----- DATA UNDER STUDY
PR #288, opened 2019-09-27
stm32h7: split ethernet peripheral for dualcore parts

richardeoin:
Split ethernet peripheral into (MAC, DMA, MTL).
----------
----- DATA UNDER STUDY
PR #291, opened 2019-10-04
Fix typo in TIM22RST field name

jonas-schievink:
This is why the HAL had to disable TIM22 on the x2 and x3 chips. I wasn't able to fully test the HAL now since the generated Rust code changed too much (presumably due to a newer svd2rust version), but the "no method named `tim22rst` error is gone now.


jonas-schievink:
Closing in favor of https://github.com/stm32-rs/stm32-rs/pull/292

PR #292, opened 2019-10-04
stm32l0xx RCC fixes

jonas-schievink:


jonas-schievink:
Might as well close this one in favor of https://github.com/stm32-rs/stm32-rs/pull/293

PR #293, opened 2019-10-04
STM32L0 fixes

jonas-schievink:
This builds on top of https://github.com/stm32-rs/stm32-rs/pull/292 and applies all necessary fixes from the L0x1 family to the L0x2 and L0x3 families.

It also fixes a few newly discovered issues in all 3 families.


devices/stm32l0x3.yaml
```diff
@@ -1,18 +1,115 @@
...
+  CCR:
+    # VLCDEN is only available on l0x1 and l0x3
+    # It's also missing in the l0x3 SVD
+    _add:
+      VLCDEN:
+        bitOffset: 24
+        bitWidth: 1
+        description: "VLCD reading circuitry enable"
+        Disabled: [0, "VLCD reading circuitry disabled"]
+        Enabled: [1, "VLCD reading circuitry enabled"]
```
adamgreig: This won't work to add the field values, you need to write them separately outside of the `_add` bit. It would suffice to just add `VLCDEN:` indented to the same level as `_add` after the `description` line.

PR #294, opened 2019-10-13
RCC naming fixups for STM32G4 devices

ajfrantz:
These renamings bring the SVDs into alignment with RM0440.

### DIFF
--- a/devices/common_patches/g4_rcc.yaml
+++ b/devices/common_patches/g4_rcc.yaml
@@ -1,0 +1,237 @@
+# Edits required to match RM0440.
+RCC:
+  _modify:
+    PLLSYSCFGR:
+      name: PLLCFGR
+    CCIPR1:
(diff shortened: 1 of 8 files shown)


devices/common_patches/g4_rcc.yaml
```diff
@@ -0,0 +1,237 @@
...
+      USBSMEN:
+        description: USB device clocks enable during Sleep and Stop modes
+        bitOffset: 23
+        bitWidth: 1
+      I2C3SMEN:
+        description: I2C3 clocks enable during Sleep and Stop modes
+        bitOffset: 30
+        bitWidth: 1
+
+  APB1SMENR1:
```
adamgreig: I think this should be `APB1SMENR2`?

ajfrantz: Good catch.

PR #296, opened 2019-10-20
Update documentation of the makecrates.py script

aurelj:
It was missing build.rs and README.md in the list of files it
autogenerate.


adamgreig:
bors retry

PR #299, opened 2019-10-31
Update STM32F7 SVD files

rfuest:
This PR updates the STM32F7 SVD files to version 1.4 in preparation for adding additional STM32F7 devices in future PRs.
----------
TASK DIRECTIONS: Take the listing above and repeat exactly the lines from the one containing "PR #288, opened 2019-09-27" through the one containing "Split ethernet peripheral into", both included.

RESULT OF THIS EXERCISE:
PR #288, opened 2019-09-27
stm32h7: split ethernet peripheral for dualcore parts

richardeoin:
Split ethernet peripheral into (MAC, DMA, MTL).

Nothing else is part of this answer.